22 shows the contents when the CPU section 17 reads address 0011 in this state. Two data are concatenated and tagged 4
It is 0 bit data.

In addition, in the case of writing from the CPU section 17, the first eight bits of the 40-bit data on the CPU section side are sent as tag data to the tag storage section 18 via the tag data line 19, and the lower 32 bits are sent via the data line 16. The data are respectively stored in the second storage unit 12.

Note that in the embodiment, the address line 15 and the data line 16
Although the common bus (a) in which the busses are separated has been described, even if they are buses that use the same signal line in a time-sharing manner, the same operations and effects as in the embodiment described above can be achieved.

(Effects of the Invention) As explained above, according to the present invention, the tag storage section assigned to the same address as the main storage section is connected to a common lot, and only the tag data transfer is performed using the connection control means to transfer the tagged data.
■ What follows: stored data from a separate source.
PR #28317, opened 2024-02-20
fix entity if interventions are shared between entities

rycks:
Fix a bug : impossible to validate an intervention if there configuration is set to "share interventions between entities"... @hregis please confirm / have a look to that PR
thanks !

### DIFF
--- a/htdocs/fichinter/class/fichinter.class.php
+++ b/htdocs/fichinter/class/fichinter.class.php
@@ -575,7 +575,8 @@ class Fichinter extends CommonObject
 			$sql .= ", date_valid = '".$this->db->idate($now)."'";
 			$sql .= ", fk_user_valid = ".((int) $user->id);
 			$sql .= " WHERE rowid = ".((int) $this->id);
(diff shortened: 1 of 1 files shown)


rycks:
@eldy, @hregis explain to me that getEntity should be used only on SELECT requests, not on UPDATE ... then "the good" patch seems to be AND entity = ". ((int) $this->entity); (replace $conf->entity by $this->entity) ... let me check and tests that on my dolibarr dev setup

eldy:
> @eldy, @hregis explain to me that getEntity should be used only on SELECT requests, not on UPDATE ... then "the good" patch seems to be AND entity = ". ((int) $this->entity); (replace $conf->entity by $this->entity) ... let me check and tests that on my dolibarr dev setup

I see. Let me know...

rycks:
hmmm @eldy  as you do the merge i have to make a new PR ?

eldy:
> hmmm @eldy  as you do the merge i have to make a new PR ?

I'm afraid yes. Sorry...

PR #28321, opened 2024-02-21
Fix supplier order default payment mode v18+

W1W1-M:
# Fix supplier order default payment mode v18+
On supplier order form default payment mode is not set when selecting supplier. 
No problem with payment terms.


eldy:
A fi must never fix refactoring of code and fix.
Fix on maintenance branch must be atomic and contains the minimal changes to have the bug fixed for end user event if change is not clean, minimum is priority in old branch. Quality must or refactoring must be done into develop branch.

W1W1-M:
> A fi must never fix refactoring of code and fix. Fix on maintenance branch must be atomic and contains the minimal changes to have the bug fixed for end user event if change is not clean, minimum is priority in old branch. Quality must or refactoring must be done into develop branch.

Oups, ok will keep that in mind.

Issue #28303, opened 2024-02-20
Solved or closed ticket should automatically open by Email Collecter module upon further email from customer


alsoft10:
### Feature Request

Email collector module doesn't re-open after getting further reply via email from customer email.

### Use case

Generally ticket are closed by organizational employee after the problem is solved. Now the same ticket can be opened by the customer after reply on the same ticket after few days. Dolibarr adds the new message using the help of Email Collector Class to closed ticket, but don't re-open the ticket again automatically.

### Suggested implementation

Upon collecting response by **Collect_Responses_In**, closed or solved ticket should be re-opened. Other wise employee would not know about the new reply. If the ticket is not assigned, then the re-opened ticket status should be **Unread**. And if the ticket is assigned, then the re-opened ticket status should be **Assigned**.

alsoft10:
Feature is implemented.

PR #28323, opened 2024-02-21
Dolibarr can now re-open ticket upon customer replay on the same ticket via email#28303

alsoft10:
# Instructions
 [#28303 ](https://help.github.com/articles/getting-started-with-writing-and-formatting-on-github/) according to this feature, Dolibarr will re-open the ticket upon getting reply via email. Dolibarr email collector class will re-open the tick and make the status **Unread**, if the ticket is solved or closed and it is not assigned to any user. It will make the ticket status **Assigned**, if the ticket is closed or solved and it is assigned to a user already in past.


alsoft10:
@eldy ticket status will be changed for solved or closed tickets upon further customer reply via email.

PR #28326, opened 2024-02-21
Fix supplier invoice default payment v18

W1W1-M:
# Fix supplier invoice default payment v18
On supplier invoice form default payment terms & mode is not set when selecting supplier.


eldy:
This problem has been fixed in v19.
Fixing the way you do will also lost the data that is preselected by user or by a default value when an error occured (of a mandatory field is not defined). It is not possible to have a good fix in v18 because we must be able to make a difference between the form was posted to submit it and the form was posted because we changed the supplier.
This is possible in v19 and the correct fix should be available in v19 only. 
So we won't fix it in v18 as it break other cases.

PR #28335, opened 2024-02-21
NEW multiselect with checkbox in categories/tags search for thirdparty list

joseplluis:
NEW multiselect with checkbox in categories/tags search for thirdparty list


htdocs/societe/list.php
```diff
@@ -370,6 +390,10 @@
 		$search_alias = '';
 		$search_categ_cus = 0;
 		$search_categ_sup = 0;
+		$searchCategoryCustomerOperator = 0;
```
eldy, line 393: can you resuse the variable $search_categ_cus and $search_categ_sup ?
We need a var named 'search_...' as the use of name starting with search_ has a meaning, it is used to remenber and restore filters when changing page.

PR #28343, opened 2024-02-22
datenextrun is mandatory as dolibarr 16.0

rycks:
In dolibarr 16.0 and + datenextrun is mandatory ...


rycks:
aaaaaaaaa error sorry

Since it is connected to the CPU section that handles data processing, it is possible to obtain an information processing device that uses an inexpensive and standard main memory section and input/output device on a common bus, and is capable of data processing with a tag section. .

[Brief explanation of the drawing]

FIG. 1 is a configuration diagram of an information processing device according to an embodiment of the present invention, FIG. 2 is a conceptual diagram showing the relationship between the main storage section and tag storage section in FIG. 1, and linked data, and FIG. FIG. 4 is a diagram showing the configuration of one word of data, FIG. 4 is a diagram showing the configuration of a conventional information processing device that handles tagged data, and FIG. 5 is a configuration diagram of a conventional information processing device connected to a common bus. A...Common bus slot...Main storage section C...-cpu section II...Tag storage section H...Connection control means 12... ... Main memory section 13 ... Human output control section 14 ... Control line 15 ... Address line 16 ... Data line 17 ... - Cpu unit 18...Tag storage unit 19...Tag data line 23...- Dedicated control line Note that in the drawings, the same reference numerals indicate the same or equivalent parts. Figure 2

Claims (1)

[Scope of Claims] An information processing device characterized by comprising the following components (a) to (e). (a) A common bus consisting of control lines, address lines, and data lines. (b) A main memory section configured with a bit width equal to the data transfer width of the common bus and connected to each line of the common bus. (c) A CPU section having a tag section having a bit width of the data transfer width and a bit width of a portion exceeding the data transfer width, and connected to each line of the common bus. (d) A tag storage section that has the same bit width as the tag section, is assigned the same address as the main storage section, and is connected to the control line and address line. (E) Connection control means for connecting the CPU section and the tag storage section and controlling the connection of tag data in the tag storage section with data in the main storage section.